Mediation committees often prevent women from realizing their land rights, as they tend to resolve disputes according to custom rather than law, particularly in areas where patrilineal groups dominate. While committee decisions are not binding, and complainants may pursue their claims through the formal legal system as well, those who use the mediation process face significant pressure from their community and the committees to end their grievance at the committee level (Cầm et al. 2012).
According to the 2003 Law on Land, parties who fail to resolve their land disputes through conciliation are to refer their complaints to the People’s Committee of the commune, ward or township where their land is situated. If a dispute continues past that point, the committee will refer parties to one of several places – a people’s court, a People’s Committee at a province or city level or the Minister of Natural Resources and Environment – depending on the details of the case (GOV Law on Land 2003).

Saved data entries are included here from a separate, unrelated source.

PR #1274, opened 2025-10-15
Speed up search result highlighting

antidipyramid:
## Overview

This PR should take care of an N+1 query in the search result template. It also makes sure we don't load unnecessary related objects during searches by using Haystack's `load_all` parameter.

Connects #1151 #1049

## Testing Instructions
 * Verify that searches work as expected


hancush (approved):

xmedr (approved):
Nice, searches feel noticeably faster than on staging!

PR #1291, opened 2026-03-04
Set up notifications for translation suite

xmedr:
## Overview

This branch adds two management commands that will notify the translation suite of new documents to be processed

### Notes
This pr includes a migration, so the review app has been set up with it's own database. The review app is also set to send notifications to the translation suite's staging app.

Also despite the migration and extra service methods, this branch is currently safe to bring in before the translation suite is finished. Any extra entries to the new notifications model would only be added after we start running the management commands.

## Testing Instructions
 * Run the management command on the review app to build notifications
   * `heroku run -a la-metro-cou-feat-trans-18nuxo python manage.py build_translation_notifications`
 * After that completes, run the management command on the review app to send a notification
   * `heroku run -a la-metro-cou-feat-trans-18nuxo python manage.py notify_translation_suite`
 * Confirm that the logs for both print useful information and a success message
 * Run the same two commands again
 * Confirm that the logs say that all documents/notifications are up to date
 * Open a shell on the translation suite's staging app to confirm those documents got made
```python
heroku run -a la-metro-translations-staging python manage.py shell

>>> from la_metro_translations.models import Document
>>> Document.objects.count()
# Example output: 55
```


lametro/management/commands/notify_translation_suite.py
```diff
@@ -0,0 +1,95 @@
...
+    def handle(self, *args, **options):
+        """
+        Send notifications for bills and events recently created/updated if the entity:
+        - has not yet had a notification sent
+        - has been updated more recently than its last notification
+        - does not have a successful notification
+        """
+
+        now = datetime.now()
+        cutoff_date = now - timedelta(weeks=12)  # 3 months ago
```
xmedr: Metro mentioned that 3 months worth of documents should be fine for the initial run of this command during the pilot, and we can work on getting more historical documents in gradually.

lametro/management/commands/notify_translation_suite.py
```diff
@@ -0,0 +1,95 @@
...
+
+        was_successful = str(response.status_code).startswith("20")
+        if was_successful:
+            logger.info(f"Success: {response.json()}")
+        else:
+            logger.warning(f"Failed: {response.json()}")
+
+        # Upsert notification objects for each entity
+        self.upsert_notifications(bills, "bill", was_successful, now)
+        self.upsert_notifications(events, "event", was_successful, now)
```
xmedr: I was hoping to work some more `bulk_create` + `update_conflicts` magic, but turns out the conflicts flag doesn't exist until django 4.1, and we're using 3.2 here.

lametro/models/legislative.py
```diff
@@ -1181,3 +1191,46 @@ def __str__(self):
 
         else:
             return self.name
+
+
+class TranslationNotification(models.Model):
+    """
+    Tracks notifications sent to the Translation Suite
+    """
```
xmedr, line 1205: I figure this model would be a decent way of tracking which entities have had notifications sent for them. This is restricted to needing a relation to either an `LAMetroBill` or an `LAMetroEvent`, but not both.

Also, I'm relating the notifications to the entities instead of the `BillVersions` (board reports) or `EventDocuments` (agendas), because neither of these has an `updated_at` field, just a date field. And board reports don't seem to populate that field anyway.

xmedr (commented):
After this comes in, I'll need to:
- [ ] add the three new env vars to the rest of our councilmatic apps

lametro/utils.py
```diff
@@ -145,3 +145,50 @@ def trace_function(frame, event, arg):
         sys.settrace(None)
 
     return resp
+
+
+def get_alternate_files(entity, type, friendly_name) -> dict:
```
hancush: Hm, I'm not sure about this approach (fires a lot of requests, repeatedly), and it doesn't seem related to this changeset. Want to open an issue, but remove this and address it separately?

lametro/management/commands/notify_translation_suite.py
```diff
@@ -0,0 +1,94 @@
...
+        logger.info("Finished processing notification")
+
+    def upsert_notifications(self, entities, type, was_successful, now):
+        for entity in entities:
+            data_kwargs = {
+                # Populate either the 'bill' or 'event' field with this entity
+                type: entity,
```
hancush: type or entity_type?

lametro/services/event_service.py
```diff
@@ -161,3 +162,35 @@ def get_notices(event) -> QuerySet:
                 )
 
         return notices_by_comment.filter(broadcast_conditions__contains=["future"])
+
+    @staticmethod
+    def build_events_notification(
```
hancush: This should operate on one event. Can you move the loop upstream?

lametro/services/bill_service.py
```diff
@@ -0,0 +1,43 @@
...
+from django.db.models import QuerySet
+
+from lametro.models.legislative import LAMetroBill
+
+logger = logging.getLogger(__name__)
+
+
+class BillService:
+    @staticmethod
+    def build_bills_notification(
```
hancush: Ditto operating on one instance.

lametro/management/commands/notify_translation_suite.py
```diff
@@ -0,0 +1,94 @@
...
+            logger.info(f"Success: {response.json()}")
+        else:
+            logger.warning(f"Failed: {response.json()}")
+
+        # Upsert notification objects for each entity
+        self.upsert_notifications(bills, "bill", was_successful, now)
+        self.upsert_notifications(events, "event", was_successful, now)
+        logger.info("Finished processing notification")
+
+    def upsert_notifications(self, entities, type, was_successful, now):
```
hancush: I think we want to create new notifications, even if they related to the same entity. You can tell your sending management command to only send the most recent notification for each entity (and maybe introduce a discard flag, in the event that a notification was never successful but was superseded by a subsequent notification). Make sense?

hancush (changes requested):
This is a really good start! I think we need two management commands: one to create the notifications, and another to send them (which gives us retries in the event of failures). What do you think?

lametro/management/commands/build_translation_notifications.py
```diff
@@ -0,0 +1,143 @@
...
+        "or events that need their documents OCR'd and translated."
+    )
+
+    def add_arguments(self, parser):
+        parser.add_argument(
+            "--weeks",
+            type=int,
+            default=12,
+            help="Consider a entity, if it was updated within the last N weeks.",
+        )
```
xmedr, line 36: Found myself adjusting the cutoff date a lot, so now we just have an optional flag

lametro/management/commands/notify_translation_suite.py
```diff
@@ -0,0 +1,109 @@
...
+        for related entities.
+
+        On failure, retry a set number of times, ultimately marking them as "failed"
+        if we exceed our retry limit. The `build_translation_notifications` command
+        will make new "waiting" notifications for these entities next time it runs.
+        """
+
+        notifications = TranslationNotification.objects.select_related(
+            "bill", "event"
+        ).filter(status="waiting")
```
xmedr: The way the two commands currently work with each other, there can only be a max of one "waiting" notification per entity, and only if that entity needs it in the first place. That "waiting" notification will also always be the most recent one, if it exists. So sending all that are "waiting" and updating them on success feels like a safe choice in this case.

lametro/management/commands/build_translation_notifications.py
```diff
@@ -0,0 +1,143 @@
...
+            f"and {len(event_notifications)} events"
+        )
+        logger.info("~~ Finished building notifications! ~~")
+
+    def create_notifications(self, qs):
+        """
+        Create a notification object for each entity in the queryset if that entity
+        has relevant related documents. If an entity has no documents to report on,
+        a notification will not be made.
+        """
```
xmedr, line 122: I wanted to make sure that we're only making notifications for entities that have documents to report on. So I'm performing a check here with the bill/event service details method to see if it does.

I'm also now saving the details that will be sent with the notification, _to_ that notification. That way, the sending command doesn't have to make this same check again to build the details.

xmedr (commented):
Alrighty, I've got all of those suggestions in! We're now able to assign multiple notification objects to one entity, so we can queue up a new notification while having info on old ones.

We've also now got two mgmt cmds:
- `build_translation_notifications`: makes new notifications with a status of "waiting", and data on documents that the suite needs to know about, while cleaning up old "failed" notifications for related entities.
- `notify_translation_suite`: sends the data contained in all "waiting" or "failed" notifications. if it fails, it waits and retries 2 more times, marking notifications as "failed" if it never ends up working, or marking as "delivered" if it does work

lametro/management/commands/build_translation_notifications.py
```diff
@@ -124,7 +124,7 @@ def create_notifications(self, qs):
         # Determine which entity type this queryset is for, and choose the right builder
         if not qs:
             return
-        elif type(qs[0]) is LAMetroBill:
+        elif qs.model is LAMetroBill:
```
hancush, line 127: cc @xmedr !

hancush (approved):
👏

PR #56, opened 2021-06-12
Add marker IS_WORKER to global settings

critias:


JackTemaki:
I think this will work, but I am not sure if putting it into `global_settings.py` without a comment is a good idea, because people might think that this is a normal settings parameter....

curufinwe:
I agree with @JackTemaki . Maybe this can be a property of the job, i.e. `sis_in_worker`.

JackTemaki:
In the Job itself is maybe not a good idea, because I want to use this also outside of jobs... But I guess if this is a static variable in the Job class there can be some "helper" function to call it...

critias:
You are right global_settings.py was a bad place, but I don't like to attach it to the job class. The toolkit looks like a good place to me.

JackTemaki (approved):

JackTemaki:
Ah I was too fast, the `global_settings.py` edit is still in there, which needs to be removed...

sisyphus/global_settings.py
```diff
@@ -354,6 +354,8 @@ def update_global_settings_from_file(filename):
     update_global_settings_from_text(content, filename)
 
 
+IS_WORKER = False
```
JackTemaki, line 357: This needs to be removed

JackTemaki (changes requested):

sisyphus/worker.py
```diff
@@ -153,6 +154,8 @@ def stop(self):
 def worker(args):
     # Change job into error state in case of any exception
     gs.active_engine = gs.engine().get_used_engine(args.engine)
+    sisyphus.toolkit._sis_running_in_worker = True
```
curufinwe, line 157: Technically I guess we should also set this back to false in a finally block afterwards.

critias: I don't think it's relevant at the moment, but you are right. I added it.

JackTemaki (approved):

PR #59, opened 2021-06-28
Added fallback and rformat to Delayed objects

critias:
Added two new methods to Variables:
- fallback: If Variable is not set yet the given default value will be returned
- rformat: Reversed format, a.rformat(b) == b.format(a), useful as shortcut to created a DelayedFormat object.

Also is_set is too propagated backwards through a chain of DelayedBase Objects.

### DIFF
--- a/sisyphus/delayed_ops.py
+++ b/sisyphus/delayed_ops.py
@@ -3,9 +3,19 @@ from sisyphus.tools import try_get
 
 
 class DelayedBase:
-    def __init__(self, a, b):
+    def __init__(self, a, b=None):
         self.a = a
         self.b = b
+
+    @staticmethod
+    def _is_set_helper(var):
+        if isinstance(var, DelayedBase):
+            if not var.is_set():
+                return False
+        return True
+
+    def is_set(self):
+        return self._is_set_helper(self.a) and self._is_set_helper(self.b)
 
     def __add__(self, other):
         return DelayedAdd(self, other)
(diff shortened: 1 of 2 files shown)


JackTemaki:
Just out of curiosity, what would be an application scenario for the DelayedFallback? I can not image one right now...

critias:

Parties with complaints about administrative decisions made by People’s Committees can bring their complaint before various levels of People’s Committees and in some cases to People’s Courts (GOV Law on Land 2003).
DONOR INTERVENTIONS
The World Bank and AusAid are currently funding a five-year Land Administration Project aimed at improving the quality and timeliness of land-use administration and increasing access to land information services. The project, which MoNRE is implementing in nine provinces, intends to accomplish the following: modernize land administration and information systems; raise public awareness about land administration and certification; and increase public participation in the land-use rights certification process, especially for ethnic minorities. It also involves issuing or re-issuing LURCs through a streamlined application process. As of June 2012, over 500,000 LURCs had been issued under the project (World Bank 2011b; World Bank 2012b; World Bank 2012e).
USAID and other donors have focused projects on improving conditions for ethnic minorities, the rural poor and other marginalized communities. USAID’s efforts related to land include improving access to agriculture extension services and increasing education on horticulture and animal husbandry. The Asian Development Bank (ADB) is currently funding projects to improve rural infrastructure, including irrigation systems and access infrastructures in the central highlands, and to resettle ethnic minorities displaced by a hydropower project (USAID Vietnam 2012; ADB 2012a; ADB 2012b).